Special Report

Cars Americans Don't Want to Buy

Source: Courtesy of BMW

26. BMW 6 Series
> Avg. days on lot: 130.3
> 2018 sales: 3,764
> 2017 sales: 3,355
> Starting at: $70,300

While the 6 Series has been well reviewed, competitor Lexus LS is doing a better job of capturing the imaginationand walletsof buyers comfortable with this price range. Luxury SUVs, too, are capturing a generous segment of the buyers in this price range, with vehicles like the Mercedes-Benz GLS and the Lincoln Navigator. The BMW 6 Series shares the slow-sellers category with the Mercedes-Benz E-Class.

Source: Handout / Getty Images

25. Cadillac CTS
> Avg. days on lot: 130.3
> 2018 sales: 11,219
> 2017 sales: 10,344
> Starting at: $46,995

The Cadillac CTS 4-door luxury sedan is in its third generation since its introduction in 2003. The model has been on this list before, but the good news is that the 2018 model cut 42 days off its 2017 days on the lot average of 172.3 days. Reviews of the car cite the CTS for agile handling and comfort, so perhaps it’s building a stronger following.

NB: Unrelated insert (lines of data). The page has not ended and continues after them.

Issue #2381, opened 2017-10-23
Issues with Visual Studio 2017 v15.4


kinke:
After the TLS breakage in VS v15.3 and the archiver trouble with Xcode 9.0.0, it's Microsoft's turn again. The unittest testrunners don't find ~~the~~ a lot of ModuleInfos anymore apparently (see AppVeyor). Argh, right in the middle of the v1.5 release.

kinke:
I suspect the MS linker's `/WHOLEARCHIVE` isn't pulling in all objects from the unittest libs anymore.

kinke:
Fixed by https://github.com/ldc-developers/ldc/commit/5f40c6b213814c646724bbbd8716a74554edde9b.

PR #2383, opened 2017-10-23
MSVC: Emit ModuleInfo references into .minfo section

kinke:
Instead of the legacy linked list.


kinke:
Doesn't help with #2381, but the ugly global ctor in the IR has been bothering me for a while now, I just never got round to do something about it until now.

Source: Bill Pugliano / Getty Images

24. GMC Canyon
> Avg. days on lot: 130.6
> 2018 sales: 33,492
> 2017 sales: 32,106
> Starting at: $21,500

GMC introduced the second generation of the midsize Canyon pickup in 2015, still in production today. Sales of the 2018 Canyon inched up a tiny bit over 2017, but the model rivals VW’s Golf SportWagen and Fiat’s 500L in lot longevity. GMC is sticking with this generation a while longer, with the 2019 models boasting only a few infotainment and tech changes.

Source: David McNew / Getty Images

23. Volkswagen Golf SportWagen
> Avg. days on lot: 130.6
> 2018 sales: 14,123
> 2017 sales: 26,700
> Starting at: $21,895

Maybe Volkswagen buyers didn’t get the memo that wagon sales have been climbing over the past five years. Sales of the Golf SportWagen declined from 26,700 in 2017 to 14,123 in 2018. Volkswagen clearly overestimated demand, and Golf SportWagens sit on dealer lots for over four months. The SportWagen has the reputation of riding and handling like a car, with the cargo space of a small SUV. What’s not to like? Perhaps potential buyers are waiting for a refresh or redesign of this first-generation vehicle introduced in 2015.

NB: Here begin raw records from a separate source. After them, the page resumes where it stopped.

Issue #2388, opened 2017-10-26
ICE on compiling Objective-C code in multiple files


jacob-carlborg:
The following code fails to compile:

```
$ touch foo.d
$ cat main.d
```

```d
void alloc()
{
    NSObject o;
    o.alloc();
}

extern (Objective-C):

interface NSObject
{
    NSObject alloc() @selector("alloc");
}
```

Compiling the above code gives the following error:

```
$ ldc2 --version
LDC - the LLVM D compiler (1.5.0-beta1):
  based on DMD v2.075.1 and LLVM 5.0.0
  built with LDC - the LLVM D compiler (1.5.0-beta1)
  Default target: x86_64-apple-darwin16.7.0
  Host CPU: haswell

$ ldc2 foo.d main.d
module flag identifiers must be unique (or of 'require' type)
!"Objective-C Version"
module flag identifiers must be unique (or of 'require' type)
!"Objective-C Image Info Version"
module flag identifiers must be unique (or of 'require' type)
!"Objective-C Image Info Section"
module flag identifiers must be unique (or of 'require' type)
!"Objective-C Garbage Collection"
LLVM ERROR: Broken module found, compilation aborted!
```

There has to be at least two files for this error to occur. It might be related to this issue in DMD [1].

[1] https://issues.dlang.org/show_bug.cgi?id=17936

kinke:
Thanks for testing. The are multiple LDC-specific issues here; in short, the current buggy Objective-C support only works when compiling a single D module per LDC invokation.

kinke:
@jacob-carlborg: It would be perfect if you could do some more Objective-C testing with #2389.

jacob-carlborg:
I tried to compile LDC but I get an error when I run `cmake`:

```
llvm-config: unknown component name: ipa
CMake Error at cmake/Modules/FindLLVM.cmake:140 (string):
  string sub-command REGEX, mode MATCHALL needs at least 5 arguments total to
  command.
Call Stack (most recent call first):
  cmake/Modules/FindLLVM.cmake:174 (llvm_set_libs)
  CMakeLists.txt:19 (find_package)
```

I've tried both LLVM 4.0 and 5.0. Pre-compiled binaries from http://releases.llvm.org/ and compiled myself.

kinke:
[...]

Issue #2387, opened 2017-10-26
ICE on Objective-C  method taking `bool`


jacob-carlborg:
The following code compiles an works using DMD:

```d
extern (Objective-C) interface NSView
{
    void setWantsLayer(bool value) @selector("setWantsLayer:");
}
```

Compiling the same code using LDC gives the following error:

```
Wrong types for attribute: signext zeroext
void (%mainMod.NSView*, i8*, i1)* @_D7mainMod6NSView13setWantsLayerMYbZv
LLVM ERROR: Broken module found, compilation aborted!
```

Replacing `bool` with `int` solves the problem.

kinke:
Thanks for testing, fixed by #2387.

PR #2389, opened 2017-10-26
Objective-C fixes

kinke:


tests/compilable/objc_gh2387.d
```diff
@@ -0,0 +1,9 @@
+// REQUIRES: Darwin
```
JohanEngelen: could you test this on other platforms with `-mtriple=x86_64-apple-macosx`?
(with a `// REQUIRES: target_X86`)

kinke: Why? I'd like to have it tested for the other Objective-C supporting targets too.

JohanEngelen: Such that the test runs on most of our platforms.
We can of course also add `-mtriple` for other targets.
(adding support for more targets while testing is easy, just build LLVM with more targets enabled, but it's not possible to add a host platform)

kinke: We had that same discussion a while back for another test. I see no point in testing on all platforms that we generate something successfully for a single target, if that target is covered by CI anyway. I see much more value in testing all affected native targets. If I run the testsuite on experimental iOS, I don't care whether it works for x64 OSX, but expect a green Objective-C test to mean that it works on the host.

JohanEngelen: CI is not the only testing we do, and for ARM we do not have CI hosts. So if you want that tested, you need to add explicit `-mtriple` in the tests.
All platforms should be testing as many things as possible. If I can have a test fail on my local machine, it is much more efficient to develop (and results in more overall test coverage because of different settings).

kinke: As stated earlier, same argument as a while ago, I don't and will never share your view on this.

> for ARM we do not have CI hosts

Well I know that of course, but then it's just more important for the tests to cover the host if one's developing on that one. I'm talking about the guy bringing LDC/D to a new platform. 99% of the other tests do test the host after all. He'd potentially only later find out about Objective-C failures if the testsuite used some hardcoded target triple(s). Testing the x64 codegen and that he can cross-compile to x64 (most likely he won't anyway due to disabled x86 LLVM backend) seems of little to no value to me.
So your stance would increase test coverage minimally (basically more LLVM configs, host shouldn't really matter), but due to hardcoded target triples automatically excludes future targets, hurting test coverage much worse (especially when adding a new platform!) and that I find unacceptable.

jacob-carlborg:
This fixes both #2388 and #2387 for me and my application builds and runs fine using LDC 👍.

kinke:
Perfect, thank you very much for testing.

Source: David McNew / Getty Images

22. Fiat 500X
> Avg. days on lot: 130.7
> 2018 sales: 5,223
> 2017 sales: 7,665
> Starting at: $19,995

Poor Fiat, the maker is occupying a sizable chunk of this list with four models, from the sublimely sporty Spider (No. 16) to the ridiculously poor-selling 500L (No. 9). The subcompact 500X crossover spends an average of 130.7 days on the lot before finding a home. This petite cutie offers standard all-wheel drive and good safety features but falls short on reliability, resale value, and elbow room.